Ruth - A Woman of Substance

Just look at the strength of her commitment in v16-17:

"But Ruth said, "Do not urge me to leave you or to return from following you. For where you go I will go, and where you lodge I will lodge. Your people shall be my people, and your God my God. Where you die I will die, and there will I be buried. May the LORD do so to me and more also if anything but death parts me from you."

Again in a book where names mean a lot - so does this name. Ruth means 'friend' and what a wonderful friend to Naomi she turned out to be. You see, Ruth was no fair-weather believer. She says what she means and means what she says. Her words are like the language of marriage. At heart it isn't just an affectionate loyalty to Naomi, it's a pledge of deep loving service to God and his people: 'Your people will be my people; your God will be my God.' It's a personal conversion.

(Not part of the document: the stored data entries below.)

PR #350, opened 2020-11-10
Migrate to SDK-based projects

joelverhagen:
This is based off of great effort from @loic-sharma and @agr. 

This is in support of https://github.com/NuGet/Engineering/issues/3487, moving the Azure Search Service to .NET Core.

The purpose of this effort is to move all projects away from legacy .csproj to SDK-based .csproj. The next step will be adding .NET Standard support to as many projects as possible. No runtime behavior will be affected by this PR. 

I have validated this PR by builds and deployments of the jobs consuming ServerCommon libraries.


zhhyu (approved):

src/NuGet.Services.Owin/NuGet.Services.Owin.csproj
```diff
@@ -1,78 +1,18 @@
...
-    <Platform Condition=" '$(Platform)' == '' ">AnyCPU</Platform>
-    <ProjectGuid>{5AF3CE0B-9C47-4FD0-83F6-D6C1E0A50E85}</ProjectGuid>
-    <OutputType>Library</OutputType>
-    <AppDesignerFolder>Properties</AppDesignerFolder>
-    <RootNamespace>NuGet.Services.Owin</RootNamespace>
-    <AssemblyName>NuGet.Services.Owin</AssemblyName>
-    <TargetFrameworkVersion>v4.7.2</TargetFrameworkVersion>
-    <FileAlignment>512</FileAlignment>
+    <TargetFramework>net472</TargetFramework>
+    <Description>Shared Owin code for the NuGet projects</Description>
```
loic-sharma, line 5: Super nit:

```suggestion
    <Description>Shared OWIN code for the NuGet projects</Description>
```

src/NuGet.Services.Validation/NuGet.Services.Validation.csproj
```diff
@@ -1,187 +1,12 @@
...
-    <OutputType>Library</OutputType>
-    <AppDesignerFolder>Properties</AppDesignerFolder>
-    <RootNamespace>NuGet.Services.Validation</RootNamespace>
-    <AssemblyName>NuGet.Services.Validation</AssemblyName>
-    <TargetFrameworkVersion>v4.7.2</TargetFrameworkVersion>
-    <FileAlignment>512</FileAlignment>
+    <TargetFramework>net472</TargetFramework>
+    <Description>Logic shared between the front-end and back-end concerning asynchronous validation</Description>
+
+    <EnableDefaultEmbeddedResourceItems>false</EnableDefaultEmbeddedResourceItems>
```
loic-sharma, line 7: Consider adding a quick comment about this attribute

loic-sharma (approved):

nkolev92 (commented):
So beautiful! 🏆 🏆 🏆

src/NuGet.Services.AzureManagement/NuGet.Services.AzureManagement.csproj
```diff
@@ -1,85 +1,17 @@
...
-    <Platform Condition=" '$(Platform)' == '' ">AnyCPU</Platform>
-    <ProjectGuid>{66CCFC9E-DA43-4DAB-9746-92B51AAC5F29}</ProjectGuid>
-    <OutputType>Library</OutputType>
-    <AppDesignerFolder>Properties</AppDesignerFolder>
-    <RootNamespace>NuGet.Services.AzureManagement</RootNamespace>
-    <AssemblyName>NuGet.Services.AzureManagement</AssemblyName>
-    <TargetFrameworkVersion>v4.7.2</TargetFrameworkVersion>
-    <FileAlignment>512</FileAlignment>
-    <TargetFrameworkProfile />
+    <TargetFramework>net472</TargetFramework>
```
nkolev92, line 4: You will always target the same target framework, correct?

2 ideas to minimize your NETCore footprint later on. 

* Declare `TargetFramework` in a common import. 
* Use a variable for targetframework like client does: https://github.com/NuGet/NuGet.Client/blob/5a0d881d8cbb144de7bc0a03f40a6a633662d7d4/build/common.project.props#L14-L26 and https://github.com/NuGet/NuGet.Client/blob/5a0d881d8cbb144de7bc0a03f40a6a633662d7d4/src/NuGet.Core/NuGet.Common/NuGet.Common.csproj#L7

build.ps1
```diff
@@ -85,6 +85,12 @@ Invoke-BuildStep 'Set version metadata in AssemblyInfo.cs' { `
             "$PSScriptRoot\src\NuGet.Services.Validation\Properties\AssemblyInfo.g.cs"
             
         $versionMetadata | ForEach-Object {
+            # Ensure the directory exists before generating the version info file.
+            $directory = Split-Path $_
+            if (-not (Test-Path $directory)) {
```
agr, line 90: I think we can run `New-Item` unconditionally. It will not fail if the directory already exist.

agr (approved):

src/NuGet.Services.Validation/NuGet.Services.Validation.csproj
joelverhagen: There is a better option now. Switched to that.

src/NuGet.Services.AzureManagement/NuGet.Services.AzureManagement.csproj
joelverhagen: I don't think we're ready to align at the solution level yet. For this specific step, you're right. `net472` is everywhere. However my next step is moving things to cross-target `net472` and `netstandard`. Unfortunately, not all projects will be able to be support `netstandard` (due to dependency) and others will need `netstandard2.1` instead of `netstandard2.0` (EF 6 supports netstandard2.1). Therefore, I'd rather keep it at the project level for now. Hopefully we can move to your suggested model after we've fixed up dependency issues.

build.ps1
joelverhagen: Nice catch. Yes that works.

skofman1 (approved):
:shipit:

Through the gentle witness of Naomi, Ruth has come to know the true and living God. Have you? Yes his ways may be mysterious to us at times, but they're never capricious or fickle - he has a loving purpose behind everything he does - as Ruth was to discover to her utter amazement. Even at this stage Ruth can see, however dimly, that knowing this God and belonging to his people is worth giving up everything.

As they returned it was 'the beginning of a harvest' (v22). It's a telling little phrase not only stating what was the case but also acting as a 'teaser trailer' suggesting something better to come after the famine. And we'll see how Ruth and Naomi enjoy a spiritual harvest, which was eventually to draw people in from the four corners of the earth into the orbit of God's saving love. And it's only that love which provides the strength and certainty we need when we experience 'God's strange work', his disciplining love, when even he must be tough to be kind.